Gunrod, I'm taking Thursday and Friday off and will be fishing Thursday afternoon and Friday. If you need help with a spot or a fishing partner pm me and we can work something out.

Mitch


----------



## bluedevil (Feb 13, 2003)

I got the call to go back to work yesterday and will be working in the scotville and ludington area. Any requests for a condition report on any specific river in that area? I my self cant wait to check out Lake Michigan.  

Cant wait for the outing next weekend.


----------



## gunrod (Jan 16, 2001)

We're bringing the 15 yr old and 13 yr old on this weekend. We are also taking the VCR along. We we're recalling tonight how some with kids take turns after 9pm switching spouses in the lounge due to watching kids. I have two babysitters for hire. They are cheap, $2 an hour per child.

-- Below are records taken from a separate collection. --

PR #2628, opened 2026-08-02
Let the library scan add the games it finds

Moyasee:
Closes LBX-916 (https://linear.app/los-broxas/issue/LBX-916/improve-the-scan-feature-on-the-library)

The scan only ever linked executables to games that were already in the library. If your library is empty it finds nothing, which is exactly the situation for anyone coming over from another launcher, so the feature reads as broken to the people most likely to reach for it.

It now also adds the games it finds. There is a checkbox in the scan modal, checked by default, and the completion notification says how many games were added and how many already in the library got an executable linked. The modal splits the two in its results list as well.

We will rent some movies, you send the kids to the room with snacks and then head for the lounge. The rooms won't be far so you can check on them every so often. Let us know. Chromium and Tangleknot, we can work a deal on the price.

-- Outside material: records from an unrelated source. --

PR #2634, opened 2026-08-02
fix: show custom/non-Steam cover art in game launcher

cybx:
## What

The game launcher window never showed cover art for custom (and other non-Steam) games, even when a cover was set. It always fell back to the placeholder icon.

## Why

`getGameAssets` returns `null` for `shop === "custom"`, and a custom game's artwork lives on the `Game` object (`customCoverImageUrl`), not on `ShopAssets`. But the launcher only read `gameAssets?.coverImageUrl` plus a Steam-only URL fallback, so it had nothing to show for custom games.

Mitch, saw your post and I will get with you in a day or two with a PM. I haven't decided on where to fish as of yet. I may be heading to the Manistee if you are still interested. I have to pick up some waders for the kids at my trailer so it might be easier to fish the Big M.


----------



## chromium (Oct 10, 2001)

That sounds good to me Pat, thanks!

I carry Long Term Disability insurance for all my babysitters.


----------



## mwtroll (Jan 15, 2002)

Thanks Pat Seth will be there to i can bring some snacks and drinks for the kids no suger we don`t want the kids bounceing off the wall while we are sliding down them hehehehe. 

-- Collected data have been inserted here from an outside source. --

PR #2636, opened 2026-08-03
fix: guard HowLongToBeat section against non-array data

cybx:
## What

Opening a game's details page could crash the whole page with:

```
TypeError: howLongToBeatData.map is not a function
    at HowLongToBeatSection
```

## Why

`HowLongToBeatSection` receives `howLongToBeatData` typed as `HowLongToBeatCategory[] | null` and renders it with `howLongToBeatData ? howLongToBeatData.map(...) : <skeleton>`. For some games/shops the API response resolves to a non-array object instead of an array or `null`. A non-array object is truthy, so it passes the check and then `.map` throws, taking down the entire game details view.

## Fix

Coerce the prop to an array (`Array.isArray`) before rendering. Unexpected shapes now hide the section (same as the empty case) instead of crashing.

No behavior change for valid data.


Moyasee:
Guard works for the desktop sidebar, but the same response still crashes Big Picture, which this PR doesn't touch.

`use-game-details.hook.ts:112` stores the body raw:

```ts
globalThis.window.electron.hydraApi
  .get<HowLongToBeatCategory[] | null>(
    `/games/${shop}/${objectId}/how-long-to-beat`,
    { needsAuth: false }
  )
  .then(setHowLongToBeat)
```

`game.tsx:1335` gates on `(howLongToBeat?.length ?? 0) > 0`, which an object body fails harmlessly, but a string body passes. Anything returning HTML with a 200 (Cloudflare interstitial, ISP block page) lands in `how-long-to-beat/index.tsx:33` and throws the same `map is not a function`.

Cheapest fix is validating where the value enters state instead of at each render site, in both places:

```ts
.then((data) => setHowLongToBeat(Array.isArray(data) ? data : null))
```

Same in `sidebar.tsx:155`. That also makes the `HowLongToBeatCategory[] | null` state type true rather than an unchecked cast, so the next consumer doesn't inherit the trap.

Moyasee:
Also, it would help us understand why this error is actually happening is by knowing how to reproduce it, could you share some details on how you encountered such error?

cybx:
Repro: it was a custom game (Minecraft, added manually). The desktop sidebar hits `/games/${shop}/${objectId}/how-long-to-beat` for every shop including `custom`, and that response isn't an array, so it hit `.map`. Big Picture skips custom so it didn't blow up there, but like you said any non-array 200 would.

Moved the check to state entry in both `sidebar.tsx` and `use-game-details.hook.ts`, dropped the render-site guard. `ab467311`.

Moyasee:
> Repro: it was a custom game (Minecraft, added manually). The desktop sidebar hits `/games/${shop}/${objectId}/how-long-to-beat` for every shop including `custom`, and that response isn't an array, so it hit `.map`. Big Picture skips custom so it didn't blow up there, but like you said any non-array 200 would.
> 
> Moved the check to state entry in both `sidebar.tsx` and `use-game-details.hook.ts`, dropped the render-site guard. `ab467311`.

This doesn't seem right, rendering of hltb box is disabled on custom games, so the request is not being made and i'm seeing that from the devtools that no request is being made to the hltb endpoint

I can bring some moves i have so we don`t need to spend a lot on them.



CAPT. DAVE B.


----------



## gunrod (Jan 16, 2001)

> _Originally posted by chromium _
> *I carry Long Term Disability insurance for all my babysitters.  *


     

We are getting in on Thursday afternoon/evening so I will see if I can get a room close to the lounge so everyone can check on them now and then.


----------



## Shoeman (Aug 26, 2000)

> _Originally posted by mwtroll _
> *no suger we don`t want the kids bounceing off the wall while we are sliding down them hehehehe.
> 
> I can bring some moves i have so we don`t need to spend a lot on them.
> *


Hey Troll,
You sure set the stage for this one.  

I'm not sure if it's wise for me to join in. Almost sounds scary.
BTW, your movies are not for kids. (Especially the ones featuring me..lol) 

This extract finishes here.